Aim of the task
Every line of the material below that holds the string "containers" should be copied.

————

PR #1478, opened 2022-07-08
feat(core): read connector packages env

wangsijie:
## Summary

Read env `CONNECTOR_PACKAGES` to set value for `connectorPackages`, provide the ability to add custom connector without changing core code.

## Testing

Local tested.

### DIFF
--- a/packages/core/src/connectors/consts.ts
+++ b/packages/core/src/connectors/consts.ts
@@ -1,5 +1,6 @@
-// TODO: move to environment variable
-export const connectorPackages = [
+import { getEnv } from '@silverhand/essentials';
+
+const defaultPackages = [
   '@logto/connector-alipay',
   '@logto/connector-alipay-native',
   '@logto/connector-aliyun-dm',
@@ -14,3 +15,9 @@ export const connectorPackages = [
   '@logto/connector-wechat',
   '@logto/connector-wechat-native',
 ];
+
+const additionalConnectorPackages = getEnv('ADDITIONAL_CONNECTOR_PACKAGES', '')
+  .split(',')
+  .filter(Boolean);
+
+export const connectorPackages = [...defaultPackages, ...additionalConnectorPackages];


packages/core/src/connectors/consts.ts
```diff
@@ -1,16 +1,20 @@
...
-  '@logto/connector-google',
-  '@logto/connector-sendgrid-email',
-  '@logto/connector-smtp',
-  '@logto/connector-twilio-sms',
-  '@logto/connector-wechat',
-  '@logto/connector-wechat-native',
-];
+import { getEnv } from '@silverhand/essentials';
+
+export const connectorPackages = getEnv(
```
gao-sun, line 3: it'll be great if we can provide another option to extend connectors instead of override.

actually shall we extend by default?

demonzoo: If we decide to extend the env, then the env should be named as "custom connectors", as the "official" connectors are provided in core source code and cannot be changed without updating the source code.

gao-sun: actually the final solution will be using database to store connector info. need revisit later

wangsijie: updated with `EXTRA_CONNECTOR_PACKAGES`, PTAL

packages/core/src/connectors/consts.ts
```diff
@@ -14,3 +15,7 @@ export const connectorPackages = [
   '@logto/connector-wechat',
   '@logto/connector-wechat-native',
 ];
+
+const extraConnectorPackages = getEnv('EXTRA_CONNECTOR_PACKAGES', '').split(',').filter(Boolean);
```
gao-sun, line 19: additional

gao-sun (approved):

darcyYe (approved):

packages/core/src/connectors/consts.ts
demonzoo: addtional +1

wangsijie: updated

————

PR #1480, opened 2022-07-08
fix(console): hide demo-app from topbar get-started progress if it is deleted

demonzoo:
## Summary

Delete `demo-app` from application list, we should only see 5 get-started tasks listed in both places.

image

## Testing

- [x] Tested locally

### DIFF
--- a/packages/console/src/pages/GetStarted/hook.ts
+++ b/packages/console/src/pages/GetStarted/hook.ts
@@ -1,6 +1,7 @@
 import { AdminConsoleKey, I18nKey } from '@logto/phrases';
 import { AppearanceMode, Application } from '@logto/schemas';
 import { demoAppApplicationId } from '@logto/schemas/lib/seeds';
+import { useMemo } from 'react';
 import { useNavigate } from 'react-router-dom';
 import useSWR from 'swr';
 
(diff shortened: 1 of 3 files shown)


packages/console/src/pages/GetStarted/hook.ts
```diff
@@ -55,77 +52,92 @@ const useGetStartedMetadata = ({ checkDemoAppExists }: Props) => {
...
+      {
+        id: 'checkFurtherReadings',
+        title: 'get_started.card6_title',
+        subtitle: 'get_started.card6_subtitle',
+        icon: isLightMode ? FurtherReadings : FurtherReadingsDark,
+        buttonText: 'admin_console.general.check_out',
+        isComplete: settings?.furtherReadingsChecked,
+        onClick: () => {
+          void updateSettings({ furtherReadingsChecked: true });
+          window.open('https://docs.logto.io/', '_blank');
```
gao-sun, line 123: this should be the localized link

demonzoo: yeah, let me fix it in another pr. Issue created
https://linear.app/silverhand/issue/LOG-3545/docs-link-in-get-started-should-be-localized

————

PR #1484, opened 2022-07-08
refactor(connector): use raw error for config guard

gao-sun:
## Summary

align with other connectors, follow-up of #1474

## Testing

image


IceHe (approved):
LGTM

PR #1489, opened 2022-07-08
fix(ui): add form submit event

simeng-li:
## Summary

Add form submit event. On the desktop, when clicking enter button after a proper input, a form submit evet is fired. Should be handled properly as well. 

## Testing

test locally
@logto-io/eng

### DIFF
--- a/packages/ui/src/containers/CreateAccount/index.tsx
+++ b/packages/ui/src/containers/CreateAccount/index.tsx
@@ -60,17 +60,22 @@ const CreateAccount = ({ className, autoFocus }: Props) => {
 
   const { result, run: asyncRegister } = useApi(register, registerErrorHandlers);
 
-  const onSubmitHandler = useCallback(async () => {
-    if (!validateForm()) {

————

Result of this task
--- a/packages/ui/src/containers/CreateAccount/index.tsx
+++ b/packages/ui/src/containers/CreateAccount/index.tsx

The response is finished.